ADBEX PROPERTIES LIMITED - Analysis Report
Risk Rating: HIGH
The company exhibits significant solvency concerns due to persistent negative working capital and minimal net asset value. The high level of long-term liabilities compared to assets suggests potential difficulty in meeting obligations.Key Concerns:
- Negative Net Current Assets: The company consistently reports net current liabilities around £79,000, indicating liquidity issues and potential cash flow constraints.

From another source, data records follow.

PR #480, opened 2020-04-14
Fixes for new warnings/behaviours in GCC7+/cppcheck.

mikepurvis:
A bunch of stuff that came up when testing with the GCC9-based toolchain that will ship in Ubuntu Focal:
- Add missing member initializations.
- Add missing override specifiers.
- Hacky cast for the 16 bit AVR float logic.

There are a few more member initializations to add in NodeHandle. Will get to those before merging.

Also, I believe this will break Bionic, and it's a pretty breaking change regardless, so this probably merits cutting a `noetic-devel` branch for it.

### DIFF
--- a/rosserial_client/src/ros_lib/ros/msg.h
+++ b/rosserial_client/src/ros_lib/ros/msg.h
@@ -53,7 +53,7 @@ public:
   /**
    * @brief This tricky function handles promoting a 32bit float to a 64bit
    *        double, so that AVR can publish messages containing float64
-   *        fields, despite AVV having no native support for double.
+   *        fields, despite AVR having no native support for double.
    *
    * @param[out] outbuffer pointer for buffer to serialize to.
    * @param[in] f value to serialize.
@@ -63,7 +63,11 @@ public:
    */
   static int serializeAvrFloat64(unsigned char* outbuffer, const float f)
   {
-    const int32_t* val = (int32_t*) &f;
+    // Cast through void* to silence a GCC warning about this being a
+    // non-portable cast (we don't care, it only has to work on AVR).
+    const void* vval = reinterpret_cast<const void*>(&f);
+    const int32_t* val = reinterpret_cast<const int32_t*>(vval);
+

- Low Net Assets/Shareholders’ Funds: Despite a slight improvement in the latest year, net assets remain marginal (£1,079), reflecting weak equity backing and potential insolvency risk.
- Significant Long-Term Creditors: Creditors falling due after more than one year total approximately £178,000, exceeding fixed assets, which may imply over-leverage or reliance on debt financing without sufficient asset cover.
Positive Indicators:
- Timely Filing Compliance: No overdue accounts or confirmation statements, indicating good regulatory compliance and governance discipline.
- Stable Fixed Asset Base: Fixed assets remain constant at £258,600, suggesting some underlying asset value to support operations.
- Experienced Management: Directors and persons with significant control have been in place since incorporation with no negative records, implying stable leadership.
Due Diligence Notes:
- Investigate the nature and terms of the long-term creditors, including repayment schedules and covenants.
- Review cash flow statements and bank facilities to assess liquidity management and ability to meet short-term obligations.
- Obtain information on business operations and revenue streams to evaluate sustainability and plans to improve financial position.
- Confirm no contingent liabilities or off-balance-sheet exposures that could exacerbate financial risk.
- Clarify the reason for persistent working capital deficits and whether there is shareholder support or plans for capital injection.